April 22, 2020

Finding the Root & Stopping the Spread: Dealing with Emotional Pain in Isolation.

Elephant’s Continually-updating Coronavirus Diary. ~ Waylon

Everyone throughout the world is suddenly experiencing more free time—it’s called isolation.

For many, this dark moment in history is also bringing us face-to-face with our greatest fears—our thoughts and emotions. During times of such stress, it is natural for people to notice aspects of their mental and emotional well-being that were easily ignored before. For me, this time of isolation has highlighted some challenging and ugly emotions.

When we are faced with our issues head-on, we can take one of two paths. We can stuff it in a box, hide it away, and hope to deal with it another day—or we can take the emotions by the horns and deal with them as a matador conquers the bull.

Of course, my preference would be something in the middle. I would love to be able to stay busy and focus on other things, but isolation has not-so-kindly presented me with all of my feelings, all at once—like a slap in the face. Even though I hate it, I can see the benefit of having to take intentional and extended periods to deal with difficult emotions such as anger, betrayal, grief, and deep sadness.

When I was seven years old, I started having extreme pain and swelling in my right wrist. I had to learn how to do everything left-handed or one-handed. And being the stubborn human I am, I was determined not to let this inconvenience my life.

But it did affect daily life in many ways. My parents took me to doctor after doctor, Xray after Xray, MRIs, and bone scans, but no one could figure out what was causing the pain. Three years went by. My pain didn’t decrease, but I grew more tolerant of the pain and was able to live with it each day. Even as a child, I grew so accustomed to hurting that I couldn’t even address the extent of my pain anymore. The pain became normal and expected. I adjusted quickly to the symptoms, yet the problem still didn’t go away.
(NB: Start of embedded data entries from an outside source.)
PR #4346, opened 2025-06-16
Special handling for WorkflowEntrypoint

Caio-Nogueira:
This PR adds `WorkflowEntrypoint` as a special class to be executed. It also wraps the existing workflows (`WorkflowStep`) API to be used in a more Python friendly way. With these changes, the Python environment should be able to declare a workflow and have it work just like in Javascript (same context under the hood)

- wraps the `stubStep` on the entrypoint
- tests RPC calling between js and Python, just like it happens for the workflows' control plane when calling into a user worker.


src/workerd/server/tests/python/workflow-entrypoint/workflow.py
```diff
@@ -0,0 +1,25 @@
...
+
+from workers import WorkflowEntrypoint
+from js import console
+
+class WorkflowEntrypointExample(WorkflowEntrypoint):
+    def __init__(self, state, env):
+        self.state = state
+        self.counter = 0
+
+    async def on_run(self, event, step):
```
dom96, line 13: So based on the code, am I understanding correctly that this can also be defined as:

```
async def on_run(self, step)
```

Looking at the JS it doesn't seem that is supported there. Why are you adding this support here?

src/pyodide/internal/_workers.py
```diff
@@ -942,6 +984,39 @@ def wrapped_init(self, *args, **kwargs):
...
+    )
+
+    if not is_workflow_subclass:
+        # Not a workflow subclass, so don't wrap `on_run`.
+        return
+
+    if asyncio.iscoroutinefunction(run_fn):
+        async def wrapped_run(self, *args, **kwargs):
+            if len(args) > 1:
+                args = (python_from_rpc(args[0]), _WorkflowStepWrapper(args[1])) + args[2:]
```
dom96: You're calling python_from_rpc on `self` here (args[0]), right? I don't think you should be doing that.

src/pyodide/python-entrypoint-helper.ts
```diff
@@ -258,7 +259,10 @@ function makeEntrypointProxyHandler(
       const isKnownDoHandler =
         isDurableObject && SPECIAL_DO_HANDLER_NAMES.includes(prop);
       const isFetch = prop == 'fetch';
-      if (isKnownHandler || isKnownDoHandler) {
+      // TODO: find a better workaround for this. We can't keep considering any worker that implements a run method
+      // as a workflow. What consequences do we have here?
+      const isWorkflowHandler = isWorkflow || prop == 'run';
+      if (isKnownHandler || isKnownDoHandler || isWorkflowHandler) {
```
dom96: Why isn't it enough to check for `isWorkflow`?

Eventually, a remarkably patient and diligent surgeon discovered the bone tumor. The bone was removed, and a bone graph was set in place. That’s when my healing truly began—but that’s also when I experienced more pain in my wrist than ever before.

Emotional pain is not much different from my bone tumor. It attacks many aspects of our daily life. Unlike a bone tumor, the emotional pain has an even more significant effect on who we are, how we grow, and how we treat others. Like a slowly growing disease or constant pain, we adjust to the symptoms, ignore the problem, and allow the disease to spread to other aspects of life. It’s easy to become unaware of the condition until it has infected so much of our life that a build-up of emotional pain taints everything.
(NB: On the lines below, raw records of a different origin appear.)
PR #4347, opened 2025-06-16
Stop using kj::Thread in fetchPyodideBundle.

dom96:
We pass kj::AsyncIoContext around to fetchPyodideBundle. There are cases where an AsyncIoContext is unavailable, like server-test which uses an EventLoop. If there is a better approach, I'd love your thoughts.


kentonv (changes requested):
AsyncIoContext is not intended to be passed around like this.

AsyncIoContext exists as a convenience to set up common top-level stuff. Not all programs use it. The internal codebase, for example, does not use it (green threads set up their event loop differently). Passing it deep into the codebase like this would make it hard to change the top-level setup to work differently later.

Also, AsyncIoContext contains a `waitScope` which absolutely should not be made available to anything outside the top level.

Normally, you should instead pass around the specific components of the AsyncIoContext hat you need -- like UnixEventPort, or AsyncIoProvider, etc.

danlapid:
Agreed with Kenton and that's what I responded originally on the previous PR.
You only need network and timer, just pass those.

kentonv:
Indeed, `Network` and `Timer` are already being passed down, if that's all you need then just use those.

Another advantage here is that `Network` and `Timer` are abstract interfaces, so they can be mocked for test purposes. `server-test`, for example, mocks both! `AsyncIoContext` cannot be mocked.

Incidentally `server-test` does not use `AsyncIoContext`, as you probably noticed since you are passing `kj::none` there. It would be unfortunate if some parts of the server don't work in the case of a missing `AsyncIoContext`, and therefore cannot be tested in `server-test`.

src/workerd/server/workerd-api.c++
```diff
@@ -295,39 +295,33 @@ kj::Maybe<jsg::Bundle::Reader> fetchPyodideBundle(
...
 
-      auto req = client->request(kj::HttpMethod::GET, url.asPtr(), headers);
+  auto req = client->request(kj::HttpMethod::GET, url.asPtr(), headers);
 
-      auto res = req.response.wait(io.waitScope);
-      KJ_ASSERT(res.statusCode == 200,
-          kj::str(
-              "Request for Pyodide bundle at ", url, " failed with HTTP status ", res.statusCode));
-      auto body = res.body->readAllBytes().wait(io.waitScope);
+  auto res = req.response.wait(io.waitScope);
```
danlapid, line 317: Once you convert this function to a promise you won't need the waitScope, you could just await.

dom96:
In that case I need to make `fetchPyodideBundle` async, how do I run it without the `waitScope`? Do I need to make all its parents async too and bubble up until I am at the level where a `waitScope` is available? I'm also not sure how to handle cases like the `fetchPyodideBundle` call in `WorkerdApi::Impl` which is a constructor, can I run an async function via the jsg Lock somehow?

src/workerd/server/workerd-api.c++
kentonv: Oh wow, just looked closer at this. This whole hack needs to be refactored -- we shouldn't be blocking on I/O in a synchronous function, either using a thread or using `.wait()`.

I guess it happens to work today only because workerd constructs all `WorkerdApi` objects at startup anyway, so this only blocks startup. But that won't be true forever. I'm working on an API right now for dynamically loading isolates, which will need to construct new `WorkerdApi` instances at runtime.

I think that Python dependencies need to be fetched at a higher level, and then passed down into `WorkerdApi`.

danlapid:
> constructor

Yeah you would just make everything async, if you need the information in a constructor then call it beforehand and just pass the results into the constructor.

dom96:
Closing in favour of https://github.com/cloudflare/workerd/pull/4548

The problem is that to stop the spread of the disease, significant pain is required. Healing is not a pleasant process. It takes digging out the bone, or the infection, and cutting away at the sensitive nerves and tissues. It is uncomfortable. But, just like the intense pain of my wrist surgery allowed me to heal fully and gain movement in my hand, choosing to do “surgery” on our emotional pain will bring freedom.
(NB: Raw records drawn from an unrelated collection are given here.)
PR #4350, opened 2025-06-16
NodeJS Compat Flag for process versions

guybedford:
This adds a new compat flag for populating `process.versions.node`, just like we had the compat flag for `process.env` population.

This is because feature detection paths usually check `process.versions?.node` in Node.js checks, which with this flag will be properly guarded and enabled only within the Node.js compat feature.

Review would be very welcome I am understanding the flag application here correctly with regards to compat date, and Node.js compat flag interactions.


src/workerd/io/compatibility-date.capnp
```diff
@@ -814,7 +814,7 @@ struct CompatibilityFlags @0x8f8c1b68151b6cef {
 
   bindAsyncLocalStorageSnapshot @93 :Bool
       $compatEnableFlag("bind_asynclocalstorage_snapshot_to_request")
-      $compatDisableFlag("do_not_bind_asynclocalstorage_snapshot_to-request")
+      $compatDisableFlag("do_not_bind_asynclocalstorage_snapshot_to_request")
```
anonrig: Can you revert this change?

src/workerd/io/compatibility-date.capnp
```diff
@@ -838,4 +838,10 @@ struct CompatibilityFlags @0x8f8c1b68151b6cef {
       $experimental;
   # Enables support for process.platform to expose the actual system platform
   # This will never ever be supported and is a WPT test path only.
+
+  populateProcessVersions @96 :Bool
+      $compatEnableFlag("nodejs_compat_populate_process_versions")
+      $compatDisableFlag("nodejs_compat_do_not_populate_process_versions")
+      $impliedByAfterDate(name = "nodeJsCompat", date = "2025-06-16");
```
anonrig, line 845: Can you give at least 2 weeks of time for internal systems to propagate?

src/workerd/io/compatibility-date.capnp
guybedford: Done

src/workerd/api/node/process.c++
```diff
@@ -92,9 +92,12 @@ namespace {
 
 jsg::JsObject ProcessModule::getVersions(jsg::Lock& js) const {
   auto versions = js.obj();
-  // Node.js version - represents the most current Node.js version supported
-  // by the platform, as defined in node-version.h
-  versions.set(js, "node"_kj, js.str(nodeVersion));
+
+  if (FeatureFlags::get(js).getPopulateProcessVersions()) {
```
anonrig, line 96: This only populates the node.js version, but the compat name refers to populating all process.versions?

The events or the people who caused our emotional suffering doesn’t go away, but our hold on the issues can be released, and our hearts can be healed. Freedom from this disease takes time, but each supportive friend and family member is a rose, and each step of healing is a sweet smell of renewal. The thorns are ever-present, but the focus is shifted to that which is beautiful—the hope that is within.

While the comparison of emotional and physical pain brings perspective and understanding, it doesn’t make the process any easier. I will admit that I might rather have another bone tumor than be face to face with my heartbreak right now. Somedays, I am not able to shift my focus to the positive elements of healing, and I utterly despise the process. I want the healing to be fast, quick, easy, and logical.

The reality is that each person’s healing is unique, but it does take time and intentional work. It is work. It is not natural but necessary for living a life that is not infected and does not infect others with our pain. So, as you are social distancing to stop the spread of the COVID-19, address the roots of the emotions slapping you in the face and prevent the spread of hurt in your own life.